Imaging the Hippocampal Formation in Alzheimer’s Disease.

Abstract

Entorhinal cortex dysfunction has been implicated early in Alzheimer’s disease, which is characterized by changes in tau protein and in the cleaved fragments of amyloid precursor protein (APP). This thesis presents work to address basic questions about entorhinal cortex pathophysiology using a high-resolution functional magnetic resonance imaging (fMRI) variant that can map metabolic defects in patients and mouse models of disease in the basal state. Recent work has demonstrated that the entorhinal cortex is divided into functionally distinct regions, the medial entorhinal cortex (MEC) and the lateral entorhinal cortex (LEC).
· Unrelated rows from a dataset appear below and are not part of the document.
PR #1975, opened 2020-11-16
Make sure an alter can be generated for low-similarity pairs

elprans:
For low similarity scores (< 0.6) we generate a `DROP` followed by a
`CREATE`, treating the pair as disinct objects.  However, the intent might
still be to actually alter (and possibly rename) the existing type and
hence we must handle the rejection of `DROP`/`CREATE` appropriately.

### DIFF
--- a/edb/schema/constraints.py
+++ b/edb/schema/constraints.py
@@ -268,11 +268,22 @@ class Constraint(referencing.ReferencedInheritingObject,
         self_schema: s_schema.Schema,
         other_schema: s_schema.Schema,
         context: so.ComparisonContext,
-    ) -> sd.Command:
+    ) -> sd.ObjectCommand[Constraint]:
         return super().as_alter_delta(
             other,
             self_schema=self_schema,
             other_schema=other_schema,
+            context=context,
+        )
+
+    def as_delete_delta(
+        self,
+        *,
+        schema: s_schema.Schema,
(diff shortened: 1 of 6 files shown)


edb/schema/delta.py
```diff
@@ -115,6 +133,7 @@ def delta_objects(
 
     seen_x = set()
     seen_y = set()
+    x_counter: Dict[so.Object_T, int] = collections.defaultdict(int)
```
msullivan, line 136: This seems dead?

edb/schema/constraints.py
```diff
@@ -268,14 +268,25 @@ def as_alter_delta(
...
-    ) -> sd.Command:
+    ) -> sd.ObjectCommand[Constraint]:
         return super().as_alter_delta(
             other,
             self_schema=self_schema,
             other_schema=other_schema,
             context=context,
         )
 
+    def as_delete_delta(
```
msullivan, line 279: Is this needed, if it just makes a super call?

msullivan (approved):
Seems good

edb/schema/constraints.py
elprans: mypy wants this for some reason

edb/schema/delta.py
elprans: Ah, yeah. Part of followup PR

PR #1978, opened 2020-11-17
Remove xfail on a test fixed in #1976

msullivan:


elprans (approved):
One down, score to go :-)

PR #1979, opened 2020-11-17
Put all edgeql modules in the same pgsql schema

msullivan:
This just does the bare minimum to make it work, and I plan to go on a
rampage deleting now-dead code in a follow up.

I could include that rampage in this PR if that is preferred.

### DIFF
--- a/edb/pgsql/common.py
+++ b/edb/pgsql/common.py
@@ -38,6 +38,7 @@ from edb.schema import operators as s_opers
 from edb.schema import pointers as s_pointers
 from edb.schema import scalars as s_scalars
 from edb.schema import types as s_types
+from edb.schema import schema as s_schema
 
 from . import keywords as pg_keywords
 
@@ -91,6 +92,7 @@ def needs_quoting(string):
 
 
 def qname(*parts):
+    assert len(parts) <= 3, parts
     return '.'.join([quote_ident(q) for q in parts])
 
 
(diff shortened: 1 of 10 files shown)


edb/pgsql/common.py
```diff
@@ -122,7 +122,9 @@ def quote_type(type_):
 
 
 def get_module_backend_name(module, prefix='edgedb_'):
-    return edgedb_name_to_pg_name(f'{prefix}{module}', len(prefix))
+    # We now put everything in the same schema, but haven't yet cleaned up
+    # all the call sites.
+    return "edgedb"
```
1st1, line 127: I'm wondering if there's any advantage in keeping the `std::` namespace in a separate schema. @elprans ?

elprans, line 127: We should pick a different schema name.  `edgedb` is reserved for internal structures, functions etc.  Additionally, the standard library should also use a separate schema.  The reason here is simple: dumps, logical replication, upgrades etc are all much simpler if we cleanly separate system structures from user-defined structures.

I propose:

`edgedbstd`: standard library and internal helpers (`metaschema`)
`edgedbinstdata`: unique instance data (already present)
`edgedbpub`: user data

1st1: +1. Except I'd change `edgedbinstdata` to edgedbinst` (or `edgedbpub` to `edgedbpubdata`). I like the former.

msullivan: OK, I did a split between `edgedbstd` for the standard library (everything in STD_MODULES) and `edgedbpub` for everything else.

I haven't moved the metaschema helpers from `edgedb` to `edgedbstd`; that seems orthogonal to this change.

elprans (approved):
Don't forget to bump CATALOG_VERSION

edb/pgsql/common.py
```diff
@@ -121,8 +123,11 @@ def quote_type(type_):
     return first + last
 
 
-def get_module_backend_name(module, prefix='edgedb_'):
-    return edgedb_name_to_pg_name(f'{prefix}{module}', len(prefix))
+def get_module_backend_name(module):
+    # standard modules go into "edgedbstd", user ones into "edgedbpub"
+    assert isinstance(module, str) and "-" not in module, (
```
1st1, line 128: Do we have uuid cast to strings floating around?

elprans: Actually, a dash in the module name isn't prohibited, I can do 

```
CREATE MODULE `foo-bar`
```

so this will trip up.  I suggest dropping the check.

1st1: @msullivan Sully, could you please add one test that uses a quoted module name with a space in it?

PR #1980, opened 2020-11-18
mypy: Turn off the global ignore_errors=True

msullivan:
I turned it back on for a few modules, but fixed/type: ignored errors in
most of them.

I also rampaged through mypy.ini and merged a lot of the sections.


edb/common/ast/base.py
```diff
@@ -234,8 +234,8 @@ def _check_type_real(type_, value, raise_error):
 
 
 class AST(object, metaclass=MetaAST):
-    __fields = []
-    __ast_frozen_fields__ = frozenset()
+    __fields = []  # type: List[str]
+    __ast_frozen_fields__ = frozenset()  # type: AbstractSet[str]
```
elprans, line 238: Why type comments and not type annotations as usual?

elprans (approved):
A smaller diff than I expected :-)

edb/common/ast/base.py
msullivan: Oh, lol: because the struct mechanism interprets type annotations, which means that annotating these breaks everything!

(I had meant to write a comment explaining this and got distracted)

1st1: Haha, yes, a comment is definitely needed here :)

PR #1988, opened 2020-11-20
Fix deletion of collection types when they are orphaned

msullivan:
This fixes a bunch of test_schema tests with DDL migrations turned on.

### DIFF
--- a/edb/schema/delta.py
+++ b/edb/schema/delta.py
@@ -2715,6 +2715,11 @@ class DeleteObject(ObjectCommand[so.Object_T], Generic[so.Object_T]):
     #: in the schema.
     if_unused = struct.Field(bool, default=False)
 
+    #: Potential references to this object that we know are being
+    #: deleted, which we use to resolve if_unused.
+    expiring_refs = struct.Field(AbstractSet[so.Object],
+                                 default=frozenset())
+
     def _delete_begin(
         self,
         schema: s_schema.Schema,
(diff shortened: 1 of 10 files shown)


edb/schema/delta.py
```diff
@@ -2715,6 +2715,11 @@ class DeleteObject(ObjectCommand[so.Object_T], Generic[so.Object_T]):
     #: in the schema.
     if_unused = struct.Field(bool, default=False)
 
+    #: Potential references to this object that we know are being
+    #: deleted, which we use to resolve if_unused.
+    expiring_refs = struct.Field(AbstractSet[so.Object],
+                                 default=frozenset())
```
1st1, line 2721: Should this be an `ephemeral` field?

elprans: It's not a `schema.Field` on an object, just a delta command field.

edb/schema/types.py
```diff
@@ -861,6 +865,7 @@ def get_schema_class_displayname(cls) -> str:
     def as_colltype_delete_delta(
         self,
         schema: s_schema.Schema,
+        expiring_refs: AbstractSet[so.Object],
```
elprans, line 868: Let's make this a kwarg

msullivan:
Any more feedback, or is this ready to merge?

elprans (approved):
LGTM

We exploited the high-resolution capabilities of this fMRI variant, cerebral blood volume (CBV) imaging, to ask whether preclinical Alzheimer’s disease differentially affected these subregions. Next, we imaged three mouse models of disease to clarify the role that tau and APP play in driving entorhinal cortex dysfunction and to determine whether the entorhinal cortex can act as a source of dysfunction observed in synaptically linked cortical areas. We found that the LEC was differentially affected by tau and APP in preclinical disease, that LEC dysfunction could spread to the parietal cortex during preclinical disease and that APP expression potentiated tau toxicity in driving LEC dysfunction. Taken together, these findings help to explain regional vulnerability in Alzheimer’s disease.